As might be expected, the academic requirements for the new program are different from those of its parent faculties. Students entering the four-year program are required to take at least 21 credits from each faculty.

"In addition to these program requirements, there's a degree requirement to take a new course called BASc201, which focuses on interdisciplinary topics or problems. This course requires students to deal with topics that integrate information across Arts and Science," said Mendelson. This would be a seminar course with a coordinator who would bring in experts on different topics for each class. Proposed topics include "Renaissance Art and Human Anatomy," "Ecological Science and Environmental Ethics" and "The Social Impacts of Computer Technology."

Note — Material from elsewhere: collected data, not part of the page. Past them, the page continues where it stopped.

PR #329, opened 2025-07-04
Implement Grafana Query Builder

archef2000:
Add support for all operations of LogsQL in the Grafana Query Builder.
@Loori-R

#48

### DIFF
--- a/src/components/QueryEditor/QueryBuilder/Editors/ExactValueEditor.tsx
+++ b/src/components/QueryEditor/QueryBuilder/Editors/ExactValueEditor.tsx
@@ -1,0 +1,22 @@
+import React from 'react';
+
+import { QueryBuilderOperationParamEditorProps } from '@grafana/plugin-ui';
+import { Combobox } from '@grafana/ui';
+
+import { getFieldValueOptions } from './utils/editorHelper';
+
+export default function ExactValueEditor(props: QueryBuilderOperationParamEditorProps) {
+  const { onChange, index, value, operation } = props;
+
+  return (
+    <Combobox<string>
+      options={()=> getFieldValueOptions(props, operation.params[0] as string)}
+      value={value as string}
+      onChange={(v) => onChange(index, v.value)}
+      width="auto"
+      maxWidth={30}
+      minWidth={10}
+      createCustomValue
+    />
+  );
+}
--- a/src/components/QueryEditor/QueryBuilder/Editors/FieldAsFieldEditor.tsx
+++ b/src/components/QueryEditor/QueryBuilder/Editors/FieldAsFieldEditor.tsx
@@ -1,0 +1,80 @@
+import React, { useState } from 'react';
+
+import { QueryBuilderOperationParamEditorProps } from '@grafana/plugin-ui';
+import { InlineField, Stack, Combobox } from '@grafana/ui';
+
+import { isValue, quoteString, getValue } from '../utils/stringHandler';
+import { splitString } from '../utils/stringSplitter';
+
+import { getFieldNameOptions } from './utils/editorHelper';
+
+export default function FieldAsFieldEditor(props: QueryBuilderOperationParamEditorProps) {
+  const { value, onChange, index } = props;
+
+  const str = splitString(value as string);
+  let parsedFromField = "";
+  let parsedToField = "";
+  if (str.length === 3) {
+    if (isValue(str[0])) {
+      parsedFromField = getValue(str[0]);
+    }
+    if (str[1].type === "space" && str[1].value === "as") {
+      if (isValue(str[2])) {
+        parsedToField = getValue(str[2]);
+      }
+    }
+  }
+
+  const [fromField, setFromField] = useState<string>(parsedFromField);
+  const [toField, setToField] = useState<string>(parsedToField);
+
+  const updateValue = (fromField: string, toField: string) => {
+    let value = "";
+    if (fromField.trim() === "") {
+      value += "\"\"";
+    } else {
+      value += quoteString(fromField.trim());
+    }
+    value += " as ";
+    if (toField.trim() === "") {
+      value += "\"\"";
+    } else {
+      value += quoteString(toField.trim());
+    }
+    onChange(index, value);
+  };
+
+  return (
+    <Stack>
+      <InlineField>
+        <Combobox<string>
+          createCustomValue
+          options={()=>getFieldNameOptions(props)}
+          onChange={(value) => {
+            setFromField(value.value);
+            updateValue(value.value, toField);
+          }}
+          value={fromField}
+          width="auto"
+          maxWidth={30}
+          minWidth={10}
+        />
+      </InlineField>
+      <div style={{ padding: '6px 0 8px 0px' }}>as</div>
+      <InlineField>
+        <Combobox<string>
+          createCustomValue
+          options={()=>getFieldNameOptions(props)}
+          onChange={(value) => {
+            setToField(value.value);
+            updateValue(fromField, value.value);
+          }}
+          value={toField}
+          width="auto"
+          maxWidth={30}
+          minWidth={10}
+        />
+      </InlineField>
+    </Stack>
+  );
+}
--- a/src/components/QueryEditor/QueryBuilder/Editors/FieldsEditorWithPrefix.tsx
+++ b/src/components/QueryEditor/QueryBuilder/Editors/FieldsEditorWithPrefix.tsx
@@ -1,0 +1,121 @@
+import React, { useState } from 'react';
+
+import { SelectableValue } from '@grafana/data';
+import { QueryBuilderOperationParamEditorProps } from '@grafana/plugin-ui';
+import { MultiSelect } from '@grafana/ui';
+
+import { quoteString, unquoteString } from '../utils/stringHandler';
+import { splitByUnescapedChar, SplitString, splitString } from '../utils/stringSplitter';
+
+import { getFieldNameOptions } from './utils/editorHelper';
+
+interface FieldWithPrefix {
+  name: string;
+  isPrefix: boolean;
+}
+
+export default function FieldsEditorWithPrefix(props: QueryBuilderOperationParamEditorProps) {
+  const { value, onChange, index } = props;
+
+  const str = splitString(value as string);
+  const parsedValues = parseInputValues(str);
+  const [values, setValues] = useState<FieldWithPrefix[]>(parsedValues);
+
+  const setFields = (values: FieldWithPrefix[]) => {
+    setValues(values);
+    const newValue = values.map((field) => {
+      if (field.isPrefix !== undefined) {
+        return field.isPrefix ? `${quoteString(field.name)}*` : `${quoteString(field.name)}`;
+      } else {
+        return quoteString(field as unknown as string);
+      }
+    }).join(', ');
+    onChange(index, newValue);
+  }
+
+  const togglePrefix = (index: number) => {
+    const field = values[index];
+    field.isPrefix = !field.isPrefix;
+    setFields(values);
+  };
+
+  const [state, setState] = useState<{
+    options?: SelectableValue<FieldWithPrefix>[];
+    isLoading?: boolean;
+  }>({});
+
+  return (
+    <MultiSelect<FieldWithPrefix>
+      openMenuOnFocus
+      onOpenMenu={async () => {
+        setState({ isLoading: true });
+        let options = await getFieldNameOptions(props);
+        const selectedNames = values.map(v => v.name);
+        options = options.filter((opt: SelectableValue<string>) => opt.value && !selectedNames.includes(opt.value));
+        setState({ options, isLoading: undefined });
+      }}
+      isLoading={state.isLoading}
+      allowCustomValue
+      noOptionsMessage="No labels found"
+      loadingMessage="Loading labels"
+      options={state.options}
+      value={values}
+      onChange={(values) => setFields(values.map((v) => v.value || v as FieldWithPrefix))}
+      formatOptionLabel={(option, { context }) => {
+        if (context === 'value') {
+          const field = option as FieldWithPrefix;
+          const handleToggle = (e: React.SyntheticEvent) => {
+            e.stopPropagation();
+            const idx = values.findIndex((v) => (v).name === field.name);
+            if (idx !== -1) {
+              togglePrefix(idx);
+            }
+          };
+          return (
+            <span
+              tabIndex={0}
+              style={{ cursor: 'pointer' }}
+              onMouseDown={handleToggle}
+            >
+              {formatFieldLabel(field)}
+            </span>
+          );
+        }
+        return <>{option.label}</>;
+      }}
+    />
+  );
+}
+
+const formatFieldLabel = (field: FieldWithPrefix): string => {
+  return field.isPrefix ? `${field.name} *` : field.name;
+};
+
+const parseValue = (value: SplitString[]): FieldWithPrefix => {
+  if (value.length === 0 || value[0].type === "bracket") {
+    return { name: '', isPrefix: false };
+  }
+  if (value[0].type === "quote") {
+    let isPrefix = false;
+    if (value.length > 1) {
+      isPrefix = (value[1].type === "space" && value[1].value === "*");
+    }
+    return { name: unquoteString(value[0].value), isPrefix };
+  } else {
+    let fieldValue = value[0].value;
+    if (fieldValue.endsWith('*')) {
+      return { name: fieldValue.slice(0, -1), isPrefix: true };
+    }
+    return { name: fieldValue, isPrefix: false };
+  }
+}
+
+const parseInputValues = (str: SplitString[]): FieldWithPrefix[] => {
+  let fields: FieldWithPrefix[] = [];
+  for (const field of splitByUnescapedChar(str, ',')) {
+    if (field.length > 0 && field[0].type !== "bracket") {
+      fields.push(parseValue(field));
+    }
+  }
+  return fields;
+};
--- a/src/components/QueryEditor/QueryBuilder/Editors/NumberEditor.tsx
+++ b/src/components/QueryEditor/QueryBuilder/Editors/NumberEditor.tsx
@@ -1,0 +1,32 @@
+import React from "react";
+
+import { QueryBuilderOperationParamEditorProps } from "@grafana/plugin-ui";
+
+export default function NumberEditor(props: QueryBuilderOperationParamEditorProps) {
+    const { value, onChange, index } = props;
+    const validateInput = (input: string): string => {
+        // allow numbers, -, +, ., KB, MB, GB, TB, Ki, Mi, Gi, Ti, K,M, G, T, KiB, MiB, GiB, TiB, _
+        const allowedPattern = /[^0-9\-+._KMGTkmgtiIBb]/g;
+        return input.replace(allowedPattern, '');
+    }
+    const handleInputChange = (e: React.ChangeEvent<HTMLInputElement>) => {
+        const inputValue = e.target.value;
+        const sanitizedValue = validateInput(inputValue);
+        if (sanitizedValue !== inputValue) {
+            e.target.value = sanitizedValue;
+        }
+    };
+    const updateValue = (e: React.FocusEvent<HTMLInputElement>) => {
+        onChange(index, e.target.value.trim());
+    }
+    
+    return (
+        <input 
+            type="text"
+            defaultValue={value as string}
+            onInput={handleInputChange}
+            onBlur={updateValue}
+            style={{ width: '15ch' }}
+        />
+    );
+}
--- a/src/components/QueryEditor/QueryBuilder/Editors/SortedFieldsEditor.tsx
+++ b/src/components/QueryEditor/QueryBuilder/Editors/SortedFieldsEditor.tsx
@@ -1,0 +1,117 @@
+import React, { useState } from 'react';
+
+import { SelectableValue } from '@grafana/data';
+import { QueryBuilderOperationParamEditorProps } from '@grafana/plugin-ui';
+import { Icon, MultiSelect } from '@grafana/ui';
+
+import { quoteString, unquoteString } from '../utils/stringHandler';
+import { splitByUnescapedChar, SplitString, splitString } from '../utils/stringSplitter';
+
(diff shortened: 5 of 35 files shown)


Loori-R (changes requested):
Tested on Grafana `11.3.1`.

An error occurs when adding filters:
1) Open Explorer
2) Go to `Operations` → `Filters` → `Words`
This issue happens not only with **Words**, but also with other filters.

image

archef2000:
I am currently on 12.0.2 and everything is working will test version 11

archef2000:
The problem exists up to including v 11.4.6 and is fixed in 11.5.0.
The source problem is that the custom Field Editors get undefined as props

dk:
> It looks like the issue is with the `Combobox` component - it doesn't work correctly with older versions of Grafana.
> The `Select` component (which was its alternative) is now considered deprecated.
> 
> I think we should consider raising the minimum supported Grafana version.
> What do you think, @dk, @roman?
> 

In my experience query builders are fairly hard to use manually, - click click click hundred times, - I prefer plain old text for that. But what do I know, I am probably a wrong dk :)

Loori-R:
> In my experience query builders are fairly hard to use manually, - click click click hundred times, - I prefer plain old text for that. But what do I know, I am probably a wrong dk :)

Oops, looks like I tagged the wrong person 😅
Thanks a lot for sharing your thoughts - and sorry for the ping!

Loori-R:
* There is no "old" `Combobox` - it was introduced as a new component and is currently marked as **Alpha**. [View source](https://github.com/grafana/grafana/blob/main/packages/grafana-ui/src/components/Combobox/Combobox.tsx#L112-L116)

* The `Select` component is marked as **Deprecated**. [View source](https://github.com/grafana/grafana/blob/main/packages/grafana-ui/src/components/Select/Select.tsx#L13)

As an option, we could use `Select` for now since it’s more stable, and plan to migrate to `Combobox` in the future.
[Guide: Migrating from Select to Combobox](https://developers.grafana.com/ui/latest/index.html?path=/docs/forms-combobox--docs#migrating-from-select)

archef2000:
@Loori-R Can comfirm that with the Select component everything works.

Loori-R:
> @Loori-R Can comfirm that with the Select component everything works.

@archef2000 Would you mind replacing `Combobox` with `Select`?

archef2000:
Already on it

archef2000:
This query should give me the value types of `ClientPort` right?
`/select/logsql/field_values?query=_msg%3A*+%7C+uniq+by+ClientPort+%7C+block_stats+%7C+uniq+type&start=1751839200000&end=1752011999999&field=type`

query: `_msg:* | uniq by ClientPort | block_stats | uniq type`
field: `type`

dmitryk-dk:
> _msg:* | uniq by ClientPort | block_stats | uniq type

Sorry guys missed you question

query `_msg:* | uniq by ClientPort | block_stats` will return 

```
field: ClientPorttype: constvalues_bytes: 0bloom_bytes: 0dict_items: 0dict_bytes: 0rows: 1part_path: inmemory
```
the next filter will get only type so the query like 
`_msg:* | uniq by ClientPort | block_stats | uniq type` will return only `type: const`

archef2000:
I was in the assumption that /field_values will return the values of the field that are available after the query. Just noticed it in the value_type operation, but then I will have to change the logic for all. Should I change the getFieldList function with an additional type?

Loori-R:
Maybe we could just hardcode the supported value types (like `const`, `dict`, `string`, `int64`, `float64`, etc.) and allow users to enter a custom type if needed - that might be a simpler and more flexible solution.

src/modifyQuery.ts
```diff
@@ -34,50 +33,150 @@ const getFilterInsertValueForStream = (key: string, value: string, operator: str
...
+  visQuery.operations = newOps;
 
-  return removed;
-}
+  visQuery.operations = visQuery.operations.filter(op => {
+    if (op.id === VictoriaLogsOperationId.Logical) {
+      op.params[1] = removeLabelFromQuery(op.params[1] as string, key, value, operator, op.params[0] as string);
+    }
+    return true;
+  })
```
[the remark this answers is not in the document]
Loori-R: @archef2000, could you please take a look? This seems like a valid comment.

src/components/QueryEditor/QueryBuilder/QueryModeller.tsx
```diff
@@ -0,0 +1,98 @@
...
+import { parseOperation, parseStatsOperation } from './utils/operationParser';
+import { splitByOperator, splitByUnescapedPipe, splitString } from './utils/stringSplitter';
+
+export function createQueryModellerWithDefaultField(defaultField: string, categegories: VictoriaLogsQueryOperationCategory[]) {
+  const queryModeller = new QueryModeller(new OperationDefinitions(defaultField).all(), categegories);
+  return queryModeller;
+}
+
+export function createQueryModellerForCategories(categegories: VictoriaLogsQueryOperationCategory[] = Object.values(VictoriaLogsQueryOperationCategory)) {
+  const queryModeller = new QueryModeller(new OperationDefinitions().all(), categegories);
```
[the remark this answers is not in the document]
Loori-R: @archef2000, can you check?

hagen1778:
> I think we should consider raising the minimum supported Grafana version.

I don't like it. According to plugin stats, 50% of users are using <v12  Grafana version:

image

dmitryk-dk:
> > I think we should consider raising the minimum supported Grafana version.
> 
> I don't like it. According to plugin stats, 50% of users are using <v12 Grafana version:
> 
> image

We decided to use the old Select component and stay with the version we have now

src/components/QueryEditor/QueryBuilder/utils/stringSplitter.test.ts
```diff
@@ -0,0 +1,256 @@
...
+  it("should handle complex strings with nested brackets and angled brackets", () => {
+    const input = `'hello' (world [nested "value")] key:value "key:value"`;
+    const expected = [
+      { type: "quote", value: "'hello'" },
+      {
+        prefix: "",
+        type: "bracket",
+        value: [
+          { type: "space", value: "world" },
+          { type: "bracket", prefix: "", value: [{ type: "space", value: 'nested' }, { type: "quote", value: '"value"' }], raw_value: "[nested \"value\")" },
```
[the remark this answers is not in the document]
archef2000: Yes the mismatch is intended to test for the range filter, etc.

src/components/QueryEditor/QueryBuilder/utils/operationParser.ts
```diff
@@ -0,0 +1,242 @@
...
+                fieldName = str[0].value;
+                str.shift();
+                str.shift();
+            }
+        } else if (str[0].type === "quote" && str[1].type === "colon" && str[1].value === "") { // "field1" :
+            fieldName = unquoteString(str[0].value);
+            str.shift();
+            str.shift();
+        }
+    }
```
Loori-R, line 76: Suggest extracting repeated checks into well-named variables and flattening the nested blocks to improve readability.
For example, you can also extract `str[0]` and `str[1]` into variables:


```javascript
const { type: typeFirst, value: valueFirst } = str[0] || {};
const { type: typeSecond, value: valueSecond } = str[1] || {};

const isColon = typeFirst === "colon";
const isSpaceColon = typeFirst === "space" && typeSecond === "colon" && valueSecond === "";
const isQuoteColon = typeFirst === "quote" && typeSecond === "colon" && valueSecond === "";

if (isColon) {
  fieldName = valueFirst;
  str.shift();
} else if (isSpaceColon && !isFilterFunction(valueFirst) && !isStatFunction(valueFirst)) {
  fieldName = valueFirst;
  str.shift();
  str.shift();
} else if (isQuoteColon) {
  fieldName = unquoteString(valueFirst);
  str.shift();
  str.shift();
}

```

src/components/QueryEditor/QueryBuilder/Editors/FieldAsFieldEditor.tsx
```diff
@@ -0,0 +1,96 @@
...
+        <Select<string>
+          allowCustomValue={true}
+          allowCreateWhileLoading={true}
+          isLoading={state.loading}
+          onOpenMenu={handleOpenMenu}
+          options={state.options}
+          onChange={(value) => {
+            setFromField(value.value as string);
+            updateValue(value.value as string, toField);
+          }}
```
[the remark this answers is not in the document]
archef2000: solved for all occurrences I could find

src/components/QueryEditor/QueryBuilder/Editors/NumberEditor.tsx
```diff
@@ -0,0 +1,32 @@
...
+    }
+    
+    return (
+        <input 
+            type="text"
+            defaultValue={value as string}
+            onInput={handleInputChange}
+            onBlur={updateValue}
+            style={{ width: '15ch' }}
+        />
```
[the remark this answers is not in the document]
archef2000: Yes as the Grafana Input component does not respect the width style

src/components/QueryEditor/QueryBuilder/Editors/FieldAsFieldEditor.tsx
```diff
@@ -0,0 +1,96 @@
...
+    }
+    if (str[1].type === "space" && str[1].value === "as") {
+      if (isValue(str[2])) {
+        parsedToField = getValue(str[2]);
+      }
+    }
+  }
+
+  const [fromField, setFromField] = useState<string>(parsedFromField);
+  const [toField, setToField] = useState<string>(parsedToField);
```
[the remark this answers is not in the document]
archef2000: So this would be totally save.
```
  if (str.length === 3) {
    parsedFromField = getValue(str[0]);
    parsedToField = getValue(str[2]);
  }
```

src/components/QueryEditor/QueryBuilder/Operations.tsx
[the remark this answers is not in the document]
archef2000: Should I just create one helper file or split it up even more?

src/components/QueryEditor/QueryBuilder/Editors/ExactValueEditor.tsx
```diff
@@ -0,0 +1,34 @@
...
+  return (
+    <InlineField>
+      <Select<string>
+        allowCustomValue={true}
+        allowCreateWhileLoading={true}
+        isLoading={isLoading}
+        onOpenMenu={async () => {
+          setIsLoading(true);
+          setOptions(await getFieldValueOptions(props, operation.params[0] as string));
+          setIsLoading(false);
```
dmitryk-dk, line 23: i think we can define function and use it. Also please take a look on `onChange`

src/components/QueryEditor/QueryBuilder/Editors/FieldAsFieldEditor.tsx
```diff
@@ -0,0 +1,85 @@
...
+  return (
+    <Stack>
+      <InlineField>
+        <Select<string>
+          allowCustomValue={true}
+          allowCreateWhileLoading={true}
+          isLoading={isLoading}
+          onOpenMenu={handleOpenMenu}
+          options={options}
+          onChange={({ value = "" }) => {
```
dmitryk-dk, line 59: it is better to move this to separate handler

archef2000: I think it is clearer that way

src/components/QueryEditor/QueryBuilder/Editors/FieldsEditorWithPrefix.tsx
```diff
@@ -0,0 +1,122 @@
...
+  const str = splitString(String(value || ""));
+  const parsedValues = parseInputValues(str);
+  const [values, setValues] = useState<FieldWithPrefix[]>(parsedValues);
+
+  const setFields = (values: FieldWithPrefix[]) => {
+    setValues(values);
+    const newValue = values.map((field) => {
+      if (field.isPrefix !== undefined) {
+        return field.isPrefix ? `${quoteString(field.name)}*` : `${quoteString(field.name)}`;
+      } else {
```
dmitryk-dk, line 29: nit. else is not needed

src/components/QueryEditor/QueryBuilder/Editors/FieldsEditorWithPrefix.tsx
```diff
@@ -0,0 +1,122 @@
...
+
+const parseValue = (value: SplitString[]): FieldWithPrefix => {
+  if (value.length === 0 || value[0].type === "bracket") {
+    return { name: '', isPrefix: false };
+  }
+  if (value[0].type === "quote") {
+    const { type, value: secondValue } = value[1] || {};
+    const isPrefix = type === "space" && secondValue === "*";
+    return { name: unquoteString(value[0].value), isPrefix };
+  } else {
```
dmitryk-dk, line 104: nit. else not needed here

dmitryk-dk (commented):
I suggest a little cleanup of the PR with callbacks, because every component has a handler, but its usage is on the element.

src/components/QueryEditor/QueryBuilder/Editors/FieldsEditorWithPrefix.tsx
archef2000: It is needed for adding a field initially

dmitryk-dk:
```javascript
if (field.isPrefix !== undefined) {
        return field.isPrefix ? `${quoteString(field.name)}*` : `${quoteString(field.name)}`;
} 
return quoteString(field as unknown as string);
```
Will behave in the same way, but without additional branch

archef2000:
@dmitryk-dk
> I suggest a little cleanup of the PR with callbacks, because every component has a handler, but its usage is on the element.

May you be able to give examples.

dmitryk-dk:
> @dmitryk-dk
> 
> > I suggest a little cleanup of the PR with callbacks, because every component has a handler, but its usage is on the element.
> 
> May you be able to give examples.

```javascript
import React, { useState } from 'react';

import { SelectableValue } from '@grafana/data';
import { QueryBuilderOperationParamEditorProps, toOption } from '@grafana/plugin-ui';
import { InlineField, Select } from '@grafana/ui';

import { getFieldNameOptions } from './utils/editorHelper';

export default function FieldEditor(props: QueryBuilderOperationParamEditorProps) {
  const { value, onChange, index } = props;
  const [isLoading, setIsLoading] = useState(false);
  const [options, setOptions] = useState<SelectableValue<string>[]>([]);
  
  const onOpenMenu = async () => {
          setIsLoading(true);
          setOptions(await getFieldNameOptions(props));
          setIsLoading(false);
  }

 const handleOnChange = ({ value = "" }) => {
          onChange(index, value);
   }

  return (
    <InlineField>
      <Select<string>
        allowCustomValue={true}
        allowCreateWhileLoading={true}
        isLoading={isLoading}
        onOpenMenu={onOpenMenu}
        options={options}
        onChange={handleOnChange}
        value={toOption(String(value || ""))}
        width="auto"
      />
    </InlineField>
  );
}
```

Something like this

archef2000:
Could the onChange not just be in one line? Like I did in [ExactValueEditor.tsx](https://github.com/VictoriaMetrics/victorialogs-datasource/pull/329/commits/238b3b25928fc098cc2fce00b7be68f0d2439847#diff-5fa1811c841755f3f3a69db63886fe62719a7510163b9668a2225edf8f5b1e80)

And just make handlers for onOpenMenu callbacks?

archef2000:
Why are only filters respected in the field_values/field_names endpoints. When it is stated otherwise in the docs? @Loori-R @dmitryk-dk

Loori-R:
> Why are only filters respected in the field_values/field_names endpoints. When it is stated otherwise in the docs? @Loori-R @dmitryk-dk

The `/field_values` endpoint returns a list of unique values for a given field from the raw logs.
Just to clarify - could you provide an example of what you’re expecting to achieve with pipes in this context?

archef2000:
For the every filter I construct all operation before that one and get all (at this point) available field values, names, types.

Loori-R (dismissed):
Thanks for the pull request! LGTM!

archef2000:
I would like the operation field names/values recommendation to be correct. So an answer to my question would be appreciated to know if I need a different approach or if the implementation will be adjusted according to the docs.

Loori-R:
> Why are only filters respected in the field_values/field_names endpoints. When it is stated otherwise in the docs? @Loori-R @dmitryk-dk

@valyala could you help clarify this?

src/components/QueryEditor/QueryBuilder/Editors/SortedFieldsEditor.tsx
```diff
@@ -0,0 +1,114 @@
...
+              {formatFieldLabel(field)}
+              <Icon
+                name={field.isDesc ? 'arrow-down' : 'arrow-up'}
+                style={{ marginLeft: '4px', verticalAlign: 'middle' }}
+              />
+            </span>
+          );
+        }
+        return <>{option.label}</>;
+      }}
```
dmitryk-dk, line 88: this is huge callback on component, as for me it can be moved to the handler

dmitryk-dk (approved):
LGTM!

archef2000:
There still is a problem when unselecting an item in all Editors using the MultiSelect component, as the `values` parameter to the onChange handler is empty.

szibis:
Any ETA of releasing this datasource improvements for builder ??

archef2000:
No as @valyala has not yet answered. The value prediction is completly wrong as the implementation does not match the official docs that I went after and there are some minor problems with some Editors that need fixing.

archef2000:
@kurayama Can confirm correctly working field_values/field_names endpoints.

Loori-R:
@archef2000 could you please clarify if there are any **critical** issues in this PR?
If not, I’d suggest merging it (since it’s already quite large and has been open for a while), and then handling further improvements in separate issues/PRs.

archef2000:
Should a version number be added to the `Operations.tsx` file?

Loori-R:
> Should a version number be added to the `Operations.tsx` file?

Yes, adding a version VictoriaLogs would help track changes.

Loori-R:
> Should I add it in the OperationDefinitions class as attribute or as a comment at the top of the file?

I think adding it as a comment at the top of the file should be sufficient.

archef2000:
@arturminchukov @Loori-R I am now finished with implementing all the operations and fixed all errors I could find.

arturminchukov:
>I get the same problem and traced it to the request select/logsql/stream_field_names just returning Hello from VM data source!

Yeah, you're right! Right now VL datasource doesn't have such endpoints. Created the [issue](https://github.com/VictoriaMetrics/victorialogs-datasource/issues/403) to add it. So could you wait until I add these endpoints and after it  check if `stream` operation is working?

arturminchukov:
> > Yeah, you're right! Right now VL datasource doesn't have such endpoints. Created the [issue](https://github.com/VictoriaMetrics/victorialogs-datasource/issues/403) to add it. So could you wait until I add these endpoints and after it check if `stream` operation is working?
> 
> Looks like just need to add
> 
> ```go
> mux.HandleFunc("/select/logsql/streams", ds.VLAPIQuery)
> mux.HandleFunc("/select/logsql/stream_field_names", ds.VLAPIQuery)
> mux.HandleFunc("/select/logsql/stream_field_values", ds.VLAPIQuery)
> ```
> 
> to [here](https://github.com/archef2000/victorialogs-datasource/blob/main/pkg/plugin/datasource.go#L58). Could you add this code to your pr?

UPD. I merged [pr](https://github.com/VictoriaMetrics/victorialogs-datasource/pull/404) with these changes. Could you just make rebase on updated main branch?

archef2000:
No as the OperationList provided by grafana/ui just asks the queryModeller for all operation categories without any context.

szibis:
Quick question how far we are with releasing this version of datasource officially?

archef2000:
The QueryModeller is pretty heavy to create and it would need more than just this change as there are many places where a full QueryModeller is used. Then there is the problem that nearly all operations that are placed result in a query that fails. You first need to fill it with information so that also requires knowledge. It also means limiting advanced users that might create a query out of order. And what happens when I drag a pipe to the start? The error code of vl-select is very informative and should be very easy to understand. There is always a learning curve of a new tool and after the first failed query it should be clear what is allowed.

szibis:
> @szibis in a current state query builder doesn't simplify procedure of building logsql expressions. we've evaluated it internally and despite logsql syntax knowledge some people failed to build successful query during the first attempt to use it and only reverse conversion from raw expression to builder mode helped to understand why it failed. In my opinion builder should not allow to select options that produce absolutely invalid query. For example [here](https://github.com/VictoriaMetrics/victorialogs-datasource/blob/55f7fbe9b0b28cadd15274035f8d74d45d69ab24/src/components/QueryEditor/QueryBuilder/QueryBuilder.tsx#L25) value `query.expr` should impact a subset of categories that is passed to QueryModeller, which are allowed to choose on the next step (don't allow to select pipes, when filter is not set, don't allow setting filter, when pipes are set, etc)
> 
> @szibis Have you tried it already?

I can Try to test it but artifacts expired now from last build

For What I am expecting is to simplify Engineers life. 
Current Datasource with beta builder is not really stable and not working properly not mentioning zero feature only simple filter. 
Yes people can use source query but datasources especially for people moving from another storage to VictoriaLogs should be able to "click-ops" easy simple things not even looking into docs or putting them via source section. 
Source section is for more advance users or users need more advance things to do.
I think datasource builder in first place should focus on log management - filtering eg. metadata, deep dive to find any specific event when looking for root causes or just easy and simple build charts graphs from Logs in Dashboards.

arturminchukov:
After discussing with the team, we decided to wait until the [autocomplete API](https://github.com/VictoriaMetrics/VictoriaLogs/issues/914) is ready. We think that, based on this API, it will be possible to build a query builder that helps users build queries. After it, we will return to the query builder.

archef2000:
Wouldn't it be easier to make that a seperate PR it would mainly be the [‎editorHelper.ts‎](https://github.com/VictoriaMetrics/victorialogs-datasource/pull/329/changes#diff-70f2f5f217a6bc968d97251f37c743253637b77d6b7f1aa239a4130b1552a6e1) file that needs changing.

Students are also required to take at least one other course from the seven complementary courses that are interdisciplinary, such as "Economics and Climate Change," or "Medicine, Health and Modern Society."

Since students in the BASc program are not focusing as narrowly on one discipline, the question arises as to what the degree prepares them for.

"It's good for students that aren't fully committed to their interest in Arts or their interest in Science, and who want to pursue their interest in both these areas. It would provide good training for doctors or lawyers, or those who want to go into management. It will give a broad background and will familiarize students with the types of thinking and problem solving that are used in both the Arts and the Sciences," said Mendelson.

Mendelson said that BASc students will not receive the same intensive science background that their BSc peers do at McGill, but that this will not necessarily be a drawback when applying to graduate school.

"They won't have the same depth in science as those who follow a traditional BSc program, but they will have as much science as students coming out of most programs in the States," he said.

The program will provide opportunities for those keen on fields that require a mixed background — art restoration, for instance, which calls upon knowledge of art history and chemistry.

Students already enrolled at McGill and those entering from CEGEP will be able to take the BASc starting in September 2004. Four-year program students will be able to enroll in the program starting September 2005.